+++ Extracted information

PR #5598, opened 2020-08-13
[secure-storage] Add the ability for vault to auto-renew leases

davidiw:
If a renew_ttl is provided, the system will renew the lease immediately
upon first use and then renew it at the next half life. There are now no
direct uses of client within the code, so it is well enforced.

The only tokens that can be renewed are created tokens, so the default /
test root token cannot and will cause an error if a renew_ttl is provided.

### DIFF
--- a/config/src/config/secure_backend_config.rs
+++ b/config/src/config/secure_backend_config.rs
@@ -41,6 +41,10 @@ pub struct VaultConfig {
     /// a secret, S, without a namespace would be available in secret/data/S, with a namespace, N, it
     /// would be in secret/data/N/S.
     pub namespace: Option<String>,
+    /// Vault leverages leases on many tokens, specify this to automatically have your lease
+    /// renewed up to that many seconds more. If this is not specified, the lease will not
+    /// automatically be renewed.
+    pub renew_ttl_secs: Option<u32>,
     /// Vault's URL, note: only HTTP is currently supported.
     pub server: String,
     /// The authorization token for accessing secrets
@@ -165,6 +169,7 @@ impl From<&SecureBackend> for Storage {
                     .ca_certificate
                     .as_ref()
                     .map(|_| config.ca_certificate().unwrap()),
+                config.renew_ttl_secs,
             )),
         }
     }
@@ -187,6 +192,7 @@ mod tests {
                 server: "127.0.0.1:8200".to_string(),
                 ca_certificate: None,
                 token: Token::FromConfig("test".to_string()),
+                renew_ttl_secs: None,
             },
         };
 
@@ -211,6 +217,7 @@ vault:
                 server: "127.0.0.1:8200".to_string(),
                 ca_certificate: None,
                 token: Token::FromDisk(PathBuf::from("/token")),
+                renew_ttl_secs: None,
             },
         };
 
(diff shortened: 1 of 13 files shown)


mgorven:
Awesome stuff.

So the validator config references Vault three times (waypoint, execution key, network key). Does this result in three independent clients all of which will renew the (same) token at startup?

What if instead of renewing at startup, it queries the token metadata (https://www.vaultproject.io/api-docs/auth/token#lookup-a-token-self) to find the current TTL and calculates the renewal time from that?

davidiw:
> Awesome stuff.
> 
> So the validator config references Vault three times (waypoint, execution key, network key). Does this result in three independent clients all of which will renew the (same) token at startup?
> 
> What if instead of renewing at startup, it queries the token metadata (https://www.vaultproject.io/api-docs/auth/token#lookup-a-token-self) to find the current TTL and calculates the renewal time from that?

Hahaha, your insight is correct :D. Though arguably it shouldn't matter except look a little weird from a log perspective.

I had thought about leveraging a "tell me my current lease time" approach, but then we would still effectively have all the code that is there now with the addition of a read in the new function. Of course, this would eliminate a write on first use. I'm not super inclined to pivot but happy to be persuaded. At steady state, I can't see either approach having performance implications.

mgorven:
This should be okay for now.

secure/storage/src/vault.rs
```diff
@@ -25,6 +27,8 @@ const LIBRA_DEFAULT: &str = "libra_default";
 pub struct VaultStorage {
     pub client: Client,
```
JoshLind, line 28: Given the new client() accessor, can we make this private?

secure/storage/src/vault.rs
```diff
@@ -33,43 +37,65 @@ impl VaultStorage {
...
         Self {
             client: Client::new(host, token, certificate),
             namespace,
+            renew_ttl,
+            next_renewal: AtomicU64::new(0),
         }
     }
 
+    // Made into an accessor so we can get auto-renewal
+    fn client(&self) -> &Client {
```
JoshLind, line 51: Given the new client() accessor, can we make the client field private?

config/src/config/secure_backend_config.rs
```diff
@@ -41,6 +41,10 @@ pub struct VaultConfig {
     /// a secret, S, without a namespace would be available in secret/data/S, with a namespace, N, it
     /// would be in secret/data/N/S.
     pub namespace: Option<String>,
+    /// Vault leverages leases on many tokens, specify this to automatically have your lease
+    /// renewed up to that many seconds more. If this is not specified, the lease will not
+    /// automatically be renewed.
+    pub renew_ttl: Option<u32>,
```
JoshLind, line 47: nit: any chance we could rename this something like "renew_ttl_secs"? Just to be explicit that it is in seconds? It seems like this comment is the only thing that makes this obvious?

davidiw:
> Thanks, David! LGTM. Assuming Michael doesn't have any other concerns, the only question I have here is about testing: we could perhaps add a unit test to check that this works? For example, you could use the the token lookup API to retrieve the expiration time[1], renew the lease, lookup the token again and ensure that the time has been incremented?
> 
> [1] https://www.vaultproject.io/api-docs/auth/token#lookup-a-token-accessor

I had that originally but that exposes client... also if it didn't extend the lease, it would error on the web request.

secure/storage/src/vault.rs
davidiw: I think it should be private anyway and so should this function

++++++

» Task prompt: Output the entries above in their entirety, exactly as written.

» Solved exercise:
PR #5598, opened 2020-08-13
[secure-storage] Add the ability for vault to auto-renew leases

davidiw:
If a renew_ttl is provided, the system will renew the lease immediately
upon first use and then renew it at the next half life. There are now no
direct uses of client within the code, so it is well enforced.

The only tokens that can be renewed are created tokens, so the default /
test root token cannot and will cause an error if a renew_ttl is provided.

### DIFF
--- a/config/src/config/secure_backend_config.rs
+++ b/config/src/config/secure_backend_config.rs
@@ -41,6 +41,10 @@ pub struct VaultConfig {
     /// a secret, S, without a namespace would be available in secret/data/S, with a namespace, N, it
     /// would be in secret/data/N/S.
     pub namespace: Option<String>,
+    /// Vault leverages leases on many tokens, specify this to automatically have your lease
+    /// renewed up to that many seconds more. If this is not specified, the lease will not
+    /// automatically be renewed.
+    pub renew_ttl_secs: Option<u32>,
     /// Vault's URL, note: only HTTP is currently supported.
     pub server: String,
     /// The authorization token for accessing secrets
@@ -165,6 +169,7 @@ impl From<&SecureBackend> for Storage {
                     .ca_certificate
                     .as_ref()
                     .map(|_| config.ca_certificate().unwrap()),
+                config.renew_ttl_secs,
             )),
         }
     }
@@ -187,6 +192,7 @@ mod tests {
                 server: "127.0.0.1:8200".to_string(),
                 ca_certificate: None,
                 token: Token::FromConfig("test".to_string()),
+                renew_ttl_secs: None,
             },
         };
 
@@ -211,6 +217,7 @@ vault:
                 server: "127.0.0.1:8200".to_string(),
                 ca_certificate: None,
                 token: Token::FromDisk(PathBuf::from("/token")),
+                renew_ttl_secs: None,
             },
         };
 
(diff shortened: 1 of 13 files shown)


mgorven:
Awesome stuff.

So the validator config references Vault three times (waypoint, execution key, network key). Does this result in three independent clients all of which will renew the (same) token at startup?

What if instead of renewing at startup, it queries the token metadata (https://www.vaultproject.io/api-docs/auth/token#lookup-a-token-self) to find the current TTL and calculates the renewal time from that?

davidiw:
> Awesome stuff.
> 
> So the validator config references Vault three times (waypoint, execution key, network key). Does this result in three independent clients all of which will renew the (same) token at startup?
> 
> What if instead of renewing at startup, it queries the token metadata (https://www.vaultproject.io/api-docs/auth/token#lookup-a-token-self) to find the current TTL and calculates the renewal time from that?

Hahaha, your insight is correct :D. Though arguably it shouldn't matter except look a little weird from a log perspective.

I had thought about leveraging a "tell me my current lease time" approach, but then we would still effectively have all the code that is there now with the addition of a read in the new function. Of course, this would eliminate a write on first use. I'm not super inclined to pivot but happy to be persuaded. At steady state, I can't see either approach having performance implications.

mgorven:
This should be okay for now.

secure/storage/src/vault.rs
```diff
@@ -25,6 +27,8 @@ const LIBRA_DEFAULT: &str = "libra_default";
 pub struct VaultStorage {
     pub client: Client,
```
JoshLind, line 28: Given the new client() accessor, can we make this private?

secure/storage/src/vault.rs
```diff
@@ -33,43 +37,65 @@ impl VaultStorage {
...
         Self {
             client: Client::new(host, token, certificate),
             namespace,
+            renew_ttl,
+            next_renewal: AtomicU64::new(0),
         }
     }
 
+    // Made into an accessor so we can get auto-renewal
+    fn client(&self) -> &Client {
```
JoshLind, line 51: Given the new client() accessor, can we make the client field private?

config/src/config/secure_backend_config.rs
```diff
@@ -41,6 +41,10 @@ pub struct VaultConfig {
     /// a secret, S, without a namespace would be available in secret/data/S, with a namespace, N, it
     /// would be in secret/data/N/S.
     pub namespace: Option<String>,
+    /// Vault leverages leases on many tokens, specify this to automatically have your lease
+    /// renewed up to that many seconds more. If this is not specified, the lease will not
+    /// automatically be renewed.
+    pub renew_ttl: Option<u32>,
```
JoshLind, line 47: nit: any chance we could rename this something like "renew_ttl_secs"? Just to be explicit that it is in seconds? It seems like this comment is the only thing that makes this obvious?

davidiw:
> Thanks, David! LGTM. Assuming Michael doesn't have any other concerns, the only question I have here is about testing: we could perhaps add a unit test to check that this works? For example, you could use the the token lookup API to retrieve the expiration time[1], renew the lease, lookup the token again and ensure that the time has been incremented?
> 
> [1] https://www.vaultproject.io/api-docs/auth/token#lookup-a-token-accessor

I had that originally but that exposes client... also if it didn't extend the lease, it would error on the web request.

secure/storage/src/vault.rs
davidiw: I think it should be private anyway and so should this function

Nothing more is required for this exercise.